Distributions like [bedrock](anthropic.claude-3-haiku-20240307-v1:0):0.5,[together](meta-llama/Llama-Guard-4-12B):0.5 route between providers using a request_id-seeded RNG so any single request always picks the same backend.

Monitoring Firewall Events

Every firewall decision — both allowed and blocked — is logged and visible in the dashboard under Firewall. Each event includes:

The timestamp and API key used.
The verdict (safe / unsafe) and whether the cache short-circuited the LLM call.
The backend + model that produced the verdict (backend, model_ref columns on the request row).
Whether the request was allowed or blocked.

Use the event log to identify attack patterns and verify that legitimate requests are not being blocked.

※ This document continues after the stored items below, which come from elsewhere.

PR #577, opened 2023-03-17
Add instrumentation to postgres and redis

reinaldooli:
### What does this PR do?

Add instrumentation, with OpenTelemetry and Jaeger to the storage services (Postgres and Redis).<br />
I need to upgrade the `go-pg` library in order to add instrumentation to it.


cmd/commom/commom.go
```diff
@@ -79,3 +84,66 @@ func MatchPath(path, pattern string) bool {
...
+	provider := trace.NewTracerProvider(trace.WithResource(res))
+	otel.SetTracerProvider(provider)
+
+	//exp, err := stdouttrace.New(stdouttrace.WithPrettyPrint())
+	//if err != nil {
+	//	return nil, err
+	//}
+	//
+	//bsp := trace.NewBatchSpanProcessor(exp)
+	//provider.RegisterSpanProcessor(bsp)
```
tobiasbu, line 132: 👀

internal/service/adapters.go
```diff
@@ -222,7 +225,16 @@ func createRedisClient(c config.Config, url string) (*redis.Client, error) {
...
 	opts.PoolSize = c.GetInt(redisPoolSizePath)
-	return redis.NewClient(opts), nil
+
+	hostPort := strings.Split(opts.Addr, ":")
+
+	client := redis.NewClient(opts)
+	client.AddHook(redisotel.NewTracingHook(redisotel.WithAttributes(
+		semconv.NetPeerNameKey.String(hostPort[0]),
+		semconv.NetPeerPortKey.String(hostPort[1])),
+	))
```
tobiasbu, line 235: Should it not check if `tracing` is enabled to add this hook?

cmd/commom/commom.go
```diff
@@ -79,3 +84,66 @@ func MatchPath(path, pattern string) bool {
...
 }
+
+func ConfigureTracer(ctx context.Context, serviceName string) (func() error, error) {
+	tracerUrl := os.Getenv("OTEL_EXPORTER_JAEGER_ENDPOINT")
+	switch {
+	case tracerUrl != "":
+		return configureJaeger(ctx, serviceName)
+	default:
+		return configureStdout(ctx, serviceName)
+	}
```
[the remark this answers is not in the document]
tobiasbu: Should it not check if `tracing` is enabled here before configuring both Jaeger and stdout?

cmd/commom/commom.go
```diff
@@ -79,3 +85,66 @@ func MatchPath(path, pattern string) bool {
 	}
 	return match
 }
+
+func ConfigureTracer(ctx context.Context, serviceName string) (func() error, error) {
+	tracerUrl := os.Getenv("OTEL_EXPORTER_JAEGER_ENDPOINT")
```
wl-yankabuki, line 90:
```suggestion
	tracerUrl := configs.GetBool("api.tracing.url")
```

cmd/commom/commom.go
```diff
@@ -79,3 +85,66 @@ func MatchPath(path, pattern string) bool {
...
+	switch {
+	case tracerUrl != "":
+		return configureJaeger(ctx, serviceName)
+	default:
+		return configureStdout(ctx, serviceName)
+	}
```
wl-yankabuki, line 96:
```suggestion
	tracerType := config.GetString("api.tracing.type")
	switch {
	case tracerType == "jaeger":
		return configureJaeger(ctx, serviceName)
	default:
		return configureStdout(ctx, serviceName)
	}
```

I think this leaves things clearer for the user than an environment var that is specific to the lib. 
Let the jaeger dependency handle its configuration instead

internal/service/adapters.go
reinaldooli: Ops, I'll add the check!

cmd/commom/commom.go
reinaldooli: I was thinking of it, and maybe logging traces to STDOUT isn't a good idea.
Thus, we may panic if the tracing is enabled, and we don't have the tracing url set, wdyt?

reinaldooli: Another thing, is that we should make explicit that we only accept Jaeger, so the configuration will be something like this:
```yaml
api:
  ...
  tracing:
    jaeger:
      enabled: true
      url: "http://jaeger.url/api/traces"
```
Does this make sense?

wl-yankabuki: I like this, this is a better idea, the point is just to make it clearer to the user how to enable/disable the jaeger with the configuration

tobiasbu (approved):
LGTM!

tobiasbu (approved):

PR #583, opened 2023-05-16
Add annotations to the scheduler

manuellysuzik:


test/data/handlers/fixtures/response/schedulers_handler/create_scheduler.json
```diff
@@ -76,6 +76,10 @@
           "metadata": {}
         }
       }
-    ]
+    ],
+    "annotations": [{
+      "name": "annotation",
```
wl-yankabuki, line 81: this looks cumbersome, what about using the annotations as a map like kubernetes, it would look better IMO

```
"annotations": {
     "http://enable-something": "true",
    "http://enable-something-else": "true"
}
```

manuellysuzik: I also do prefer that could be this way but we need to have mapped annotations, right?

internal/adapters/storage/postgres/scheduler/db_scheduler.go
```diff
@@ -113,3 +116,35 @@ func (s *Scheduler) ToScheduler() (*entities.Scheduler, error) {
...
+	if len(annotationMap) == 0 {
+		return nil
+	}
+
+	annotations := make([]*entities.Annotations, len(annotationMap))
+
+	for i, annotation := range annotationMap {
+		for name, opt := range *annotation {
+			annotation := entities.NewAnnotations(name, opt)
+			annotations[i] = annotation
```
reinaldooli, line 145: If there are many annotations, `annotations[i]` will store only the last one. Is this expected?

internal/adapters/storage/postgres/scheduler/scheduler_storage_pg.go
```diff
@@ -398,7 +398,7 @@ func (s schedulerStorage) RunWithTransaction(ctx context.Context, transactionFun
 	s.transactionsMap[transactionID] = transaction
 
 	defer func() {
-		if err := recover(); err != nil {
+		if err := recover(); err != any(nil) {
```
reinaldooli, line 401: Why this?

internal/core/entities/scheduler.go
```diff
@@ -63,6 +63,19 @@ type Scheduler struct {
 	CreatedAt       time.Time
 	MaxSurge        string                 `validate:"required,max_surge"`
 	Forwarders      []*forwarder.Forwarder `validate:"dive"`
+	Annotations     []*Annotations
+}
+
+type Annotations struct {
```
reinaldooli, line 69: It represents one `Annotation`, why are you calling it `Annotations`?

reinaldooli (changes requested):

internal/adapters/storage/postgres/scheduler/db_scheduler.go
manuellysuzik: Could you explain why? I don't understand, because I've tested and all annotations came as expected
Captura de Tela 2023-05-18 às 10 25 14

internal/adapters/storage/postgres/scheduler/scheduler_storage_pg.go
manuellysuzik: The linter in GOLAND was complaining about using nil with an `any` type. So I search for how to fix it.

internal/api/handlers/requestadapters/schedulers_test.go
```diff
@@ -549,6 +549,7 @@ func TestFromApiCreateSchedulerRequestToEntity(t *testing.T) {
 							},
 						},
 					},
+					Annotations: []*api.Annotation{},
```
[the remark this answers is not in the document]
manuellysuzik: Yes. Most of the schedulers won't have annotations. But this will allow for those who want to add annotations. I've added the annotations in some tests, but to be honest I don't know how to test it since the main change happens in the runtime.  When we apply the annotation to the game rooms I think will be possible to add tests. WDYT?

test/data/handlers/fixtures/response/schedulers_handler/create_scheduler.json
wl-yankabuki: yes, you have to change your mapping to use this format

manuellysuzik: I tried to follow the same interpretation from the environment. The YAML is stored as a map but the API contract I think is best to be this way.

reinaldooli:
Pushed a commit that fixes the connection refused error we were seeing.
There are some linter errors and other failing tests, please check them.

manuellysuzik:
> Pushed a commit that fixes the connection refused error we were seeing. There are some linter errors and other failing tests, please check them.

Done! Thank you very much for the help with the broken pipeline <3

reinaldooli (approved):

internal/adapters/storage/postgres/scheduler/db_scheduler.go
```diff
@@ -113,3 +116,31 @@ func (s *Scheduler) ToScheduler() (*entities.Scheduler, error) {
 		Autoscaling:     info.Autoscaling,
 	}, nil
 }
+
+func parseFromAnnotationEntityToMap(entities []*entities.Annotation) *map[string]string {
```
wl-yankabuki, line 120: now that annotation is a map, you don't really need this entity, you can just use the map instead

manuellysuzik: it's ok to not declare an entity to annotations? If it's ok I going to change

wl-yankabuki (approved):

PR #585, opened 2023-05-17
add new metric for v9 to auto scale working

diegopereirawildlife:


wl-yankabuki (changes requested):
you have to implement the reporter for this event as well, check the reporters/dogstatsd.go and reporters/dogstatsd/handlers.go

wl-yankabuki (approved):

PR #586, opened 2023-05-18
Feature/add metric v9 auto scale working

diegopereirawildlife:
Include the correct float parse for auto-scale metric


watcher/watcher.go
```diff
@@ -858,7 +858,7 @@ func (w *Watcher) AutoScale() error {
 		 reporters.Report(reportersConstants.EventWatcherAutoScale, map[string]interface{}{
 			 reportersConstants.TagGame:      w.GameName,
 			 reportersConstants.TagScheduler: w.SchedulerName,
-			 reportersConstants.ValueGauge:   1,
+			 reportersConstants.ValueGauge:   fmt.Sprintf("%.2f", float64(1)),
```
wl-yankabuki, line 861: why not just use 
```suggestion
			 reportersConstants.ValueGauge:  "1.00",
```

wl-yankabuki (approved):

PR #593, opened 2023-05-25
fix pathscheduler message

manuellysuzik:
Refactor PatchScheduler to receive annotations


wl-yankabuki (approved):

internal/core/services/schedulers/patch/patch_scheduler_test.go
```diff
@@ -84,6 +84,24 @@ func TestPatchScheduler(t *testing.T) {
...
+			Output: Output{
+				ChangeSchedulerFunc: func() *entities.Scheduler {
+					scheduler := basicSchedulerToPatchSchedulerTests()
+					scheduler.Annotations = map[string]string{"newannotation": "valueforannotation"}
+
+					return scheduler
+				},
+				Error: nil,
+			},
+		},
```
reinaldooli, line 104: I think we should add a test case with more than one annotation too.

reinaldooli (approved):

PR #1, opened 2018-02-22
Add docker files

luisremis:
Adding the docker file to build a docker image of VDMS, and a README.

### DIFF
--- a/docker/README.md
+++ b/docker/README.md
@@ -1,0 +1,24 @@
+# VDMS Docker
+
+Here are the instructions to build a docker image of the VDMS Server.
+
+The build command is: 
+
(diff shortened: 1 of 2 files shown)


docker/README.md
```diff
@@ -0,0 +1,21 @@
+# VDMS Docker
+
+The build command is:
```
crstrong: Do we need to specify that this is for building the server only? I'd like to think people are smart enough to figure that out, but ... 

If we mention it somewhere else (like in the main README), that's also probably fine

luisremis: I added that to the README here, just in case.

vishakha041:
Wonderful

PR #4, opened 2018-02-26
Fix bug on PMGDQueryHandler which locks the graph

luisremis:
PMGDQueryHandler hangs when there is a fail command. This fixed the problem, but @vishakha041 please check if this is the right way to handle it.

### DIFF
--- a/src/PMGDQueryHandler.cc
+++ b/src/PMGDQueryHandler.cc
@@ -48,7 +48,7 @@ void PMGDQueryHandler::init()
 {
     std::string dbname = VDMSConfig::instance()
                         ->get_string_value("pmgd_path", "default_pmgd");
- 
+
     // Create a db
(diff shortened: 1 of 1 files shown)


src/PMGDQueryHandler.cc
```diff
@@ -169,6 +169,12 @@ int PMGDQueryHandler::process_query(const PMGDCmd *cmd,
         throw e;
     }
 
+    if (retval < 0) {
```
vishakha041: This is not needed here. It can go in the error_cleanup function since we already call it on error return.

luisremis: Won't work. error_cleanup can be called after unlocking _dblock, std::mutex has undefined behavior if you unlock a lock twice. 
The safe place to unlock is the same function we lock ( process_query(2) ).

vishakha041:
I have a separate fix based on Philip's input too. Will create a new pull request.

PR #9, opened 2018-03-21
Update README and Install/Run instructions

luisremis:


crstrong:
There still isn't mention of the need to create indexes first ... we really need to mention that somewhere.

Enabling the Firewall via Headers

You can enable the firewall on a per-request basis using the header below, regardless of the default configuration for your API key. This is useful when only certain requests need security scanning.

Header	Values	Description
`floopy-llm-security-enabled`	`"true"`	Run the firewall for this request

import { OpenAI } from "openai";

const client = new OpenAI({
  baseURL: "https://api.floopy.ai/v1",
  apiKey: process.env.FLOOPY_API_KEY,
});

const response = await client.chat.completions.create(
  {
    model: "gpt-4o",
    messages: [{ role: "user", content: userInput }],
  },
  {
    headers: {
      "floopy-llm-security-enabled": "true",
    },
  },
);

console.log(response.choices[0].message.content);

from openai import OpenAI
import os

client = OpenAI(
    base_url="https://api.floopy.ai/v1",
    api_key=os.environ["FLOOPY_API_KEY"],
)

response = client.chat.completions.create(
    model="gpt-4o",
    messages=[{"role": "user", "content": user_input}],
    extra_headers={
        "floopy-llm-security-enabled": "true",
    },
)

print(response.choices[0].message.content)

curl https://api.floopy.ai/v1/chat/completions \
  -H "Authorization: Bearer $FLOOPY_API_KEY" \
  -H "Content-Type: application/json" \
  -H "floopy-llm-security-enabled: true" \
  -d '{
    "model": "gpt-4o",
    "messages": [{"role": "user", "content": "Summarize this article for me."}]
  }'

Plan Requirements

The LLM Firewall requires a plan with the has_advanced_firewall feature enabled. Check your current plan under Settings > Billing to see if the firewall is available for your organization.